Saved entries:
- - - - -

PR #545, opened 2026-02-09
feat: Add auto-pts qualification tester firmware

alexmoon:
Adds a `tester` project which implements the Bluetooth Test Protocol of [`auto-pts`](https://github.com/auto-pts/auto-pts) to enable running PTS qualification tests against the trouble host stack.

This requires a number of small API changes in order to get access to the data and procedures needed by the tester. I've tried to make each commit a self-contained API change for ease of review.

The most significant change is to handling of connection parameter update requests which was needed in order to pass some mandatory GAP test cases.

### DIFF
--- a/host/src/gatt.rs
+++ b/host/src/gatt.rs
@@ -831,6 +831,18 @@ impl<'reference, C: Controller, P: PacketPool, const MAX_SERVICES: usize> GattCl
 
         let len = w.len();
         connection.send(Pdu::new(buf, len)).await;
+
+        // Await MTU exchange completion (BT Core Spec requires sequential ATT requests)
+        loop {
+            let pdu = connection.next_gatt_client().await;
+            match pdu.as_ref()[0] {
+                att::ATT_EXCHANGE_MTU_RSP | att::ATT_ERROR_RSP => break,
+                _ => {
+                    warn!("[gatt] unexpected PDU during MTU exchange, discarding");
+                }
+            }
+        }
+
         Ok(Self {
             known_services: RefCell::new(heapless::Vec::new()),
             stack,
--- a/host/src/host.rs
+++ b/host/src/host.rs
@@ -470,6 +470,8 @@ where
                 } else if let Ok(att::Att::Server(AttServer::Response(att::AttRsp::ExchangeMtu { mtu }))) = a {
                     info!("[host] remote agreed att MTU of {}", mtu);
                     self.connections.exchange_att_mtu(acl.handle(), mtu);
+                    #[cfg(feature = "gatt")]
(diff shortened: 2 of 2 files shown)


host/src/lib.rs
```diff
@@ -701,6 +702,11 @@ impl<'stack, C: Controller, P: PacketPool> Stack<'stack, C, P> {
     pub fn get_bond_information(&self) -> Vec<BondInformation, BI_COUNT> {
         self.host.connections.security_manager.get_bond_information()
     }
+
+    /// Get a connection by its peer address
+    pub fn get_connection(&'stack self, peer_address: Address) -> Option<Connection<'stack, P>> {
```
lulf: I think this should also be named get_connection_by_peer_address or get_peer_connection or something to make it very clear, because i don't think the variable naming is as visible as the function name.

alexmoon:
>     * How long does the test run with autopts take?

It's pretty slow, around 30 seconds per test case. My MVP test suite has 117 test cases. For comparison the Zephyr test suite has over 3800 test cases (but that includes a lot of stuff trouble will never support). I'd estimate a full test suite for a mature trouble to be around 500 test cases.

It can also be flaky. The PTS software doesn't seem to always recover from aborted tests properly. I've had to manually restart everything on the windows server and/or unplug and replug the dongle periodically to get it working again.

My suggestion would be to run the qualification tests on maybe a weekly basis instead of with every PR?

>     * Do I need to use two nrf52840 dk's or will nrf52832/nrf52833 work as well?

This is the list of dongles officially supported: https://support.bluetooth.com/hc/en-us/articles/360049018492-What-is-the-difference-between-the-Profile-Tuning-Suite-PTS-Dongles The Zephyr docs imply you can use a nrf52 dk, but I've never tried it. I think that the nrf54L15DK is the way to go since it supports Bluetooth 6.0. I've been using the Laird dongle (which is an nrf52840) since I had it from previous testing.

You can use whatever you want for the IUT. I've only implemented support for the nrf52840 so far but it should be easy to add the other chips.

At the moment I'm passing all the GAP tests in my test suite and most of the GATT server tests. GATT client is not yet working (will need some changes to trouble). L2CAP is not yet implemented in the tester.

alexmoon:
I've added more fixes based on qualification test failures. With this version I'm passing all GAP tests and nearly all GATT tests in my minimal test suite.

There is one change you need to make to auto-pts I forgot to mention. In autopts/ptsprojects/zephyr/gatt.py you need to change "TSPX_bearer_for_le" from "EATT" to "ATT" (line 120). At least until TrouBLE supports enhanced ATT bearers. Eventually we'll probably want our own ptsprojects setup instead of using zephyr's, but that's the only change I've needed to make so far.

- - - - -

**Exercise prompt**:
Return all the lines shown above, word for word.

**The completed task**:
PR #545, opened 2026-02-09
feat: Add auto-pts qualification tester firmware

alexmoon:
Adds a `tester` project which implements the Bluetooth Test Protocol of [`auto-pts`](https://github.com/auto-pts/auto-pts) to enable running PTS qualification tests against the trouble host stack.

This requires a number of small API changes in order to get access to the data and procedures needed by the tester. I've tried to make each commit a self-contained API change for ease of review.

The most significant change is to handling of connection parameter update requests which was needed in order to pass some mandatory GAP test cases.

### DIFF
--- a/host/src/gatt.rs
+++ b/host/src/gatt.rs
@@ -831,6 +831,18 @@ impl<'reference, C: Controller, P: PacketPool, const MAX_SERVICES: usize> GattCl
 
         let len = w.len();
         connection.send(Pdu::new(buf, len)).await;
+
+        // Await MTU exchange completion (BT Core Spec requires sequential ATT requests)
+        loop {
+            let pdu = connection.next_gatt_client().await;
+            match pdu.as_ref()[0] {
+                att::ATT_EXCHANGE_MTU_RSP | att::ATT_ERROR_RSP => break,
+                _ => {
+                    warn!("[gatt] unexpected PDU during MTU exchange, discarding");
+                }
+            }
+        }
+
         Ok(Self {
             known_services: RefCell::new(heapless::Vec::new()),
             stack,
--- a/host/src/host.rs
+++ b/host/src/host.rs
@@ -470,6 +470,8 @@ where
                 } else if let Ok(att::Att::Server(AttServer::Response(att::AttRsp::ExchangeMtu { mtu }))) = a {
                     info!("[host] remote agreed att MTU of {}", mtu);
                     self.connections.exchange_att_mtu(acl.handle(), mtu);
+                    #[cfg(feature = "gatt")]
(diff shortened: 2 of 2 files shown)


host/src/lib.rs
```diff
@@ -701,6 +702,11 @@ impl<'stack, C: Controller, P: PacketPool> Stack<'stack, C, P> {
     pub fn get_bond_information(&self) -> Vec<BondInformation, BI_COUNT> {
         self.host.connections.security_manager.get_bond_information()
     }
+
+    /// Get a connection by its peer address
+    pub fn get_connection(&'stack self, peer_address: Address) -> Option<Connection<'stack, P>> {
```
lulf: I think this should also be named get_connection_by_peer_address or get_peer_connection or something to make it very clear, because i don't think the variable naming is as visible as the function name.

alexmoon:
>     * How long does the test run with autopts take?

It's pretty slow, around 30 seconds per test case. My MVP test suite has 117 test cases. For comparison the Zephyr test suite has over 3800 test cases (but that includes a lot of stuff trouble will never support). I'd estimate a full test suite for a mature trouble to be around 500 test cases.

It can also be flaky. The PTS software doesn't seem to always recover from aborted tests properly. I've had to manually restart everything on the windows server and/or unplug and replug the dongle periodically to get it working again.

My suggestion would be to run the qualification tests on maybe a weekly basis instead of with every PR?

>     * Do I need to use two nrf52840 dk's or will nrf52832/nrf52833 work as well?

This is the list of dongles officially supported: https://support.bluetooth.com/hc/en-us/articles/360049018492-What-is-the-difference-between-the-Profile-Tuning-Suite-PTS-Dongles The Zephyr docs imply you can use a nrf52 dk, but I've never tried it. I think that the nrf54L15DK is the way to go since it supports Bluetooth 6.0. I've been using the Laird dongle (which is an nrf52840) since I had it from previous testing.

You can use whatever you want for the IUT. I've only implemented support for the nrf52840 so far but it should be easy to add the other chips.

At the moment I'm passing all the GAP tests in my test suite and most of the GATT server tests. GATT client is not yet working (will need some changes to trouble). L2CAP is not yet implemented in the tester.

alexmoon:
I've added more fixes based on qualification test failures. With this version I'm passing all GAP tests and nearly all GATT tests in my minimal test suite.

There is one change you need to make to auto-pts I forgot to mention. In autopts/ptsprojects/zephyr/gatt.py you need to change "TSPX_bearer_for_le" from "EATT" to "ATT" (line 120). At least until TrouBLE supports enhanced ATT bearers. Eventually we'll probably want our own ptsprojects setup instead of using zephyr's, but that's the only change I've needed to make so far.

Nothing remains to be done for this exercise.